**Task requirements**: Only the closing stretch of the material belongs in the answer: the line containing "[WIP] feat: add Blob CSI Driver as an addon" and every line after it, copied exactly.
⟨
PR #4007, opened 2020-11-05
[WIP] feat: add Blob CSI Driver as an addon

songjiaxun:
**Reason for Change**:

When customers deploy a cluster, give them the choice to enable Blob CSI Driver as an addon.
⟩
**Finished exercise**:
[WIP] feat: add Blob CSI Driver as an addon

songjiaxun:
**Reason for Change**:

When customers deploy a cluster, give them the choice to enable Blob CSI Driver as an addon.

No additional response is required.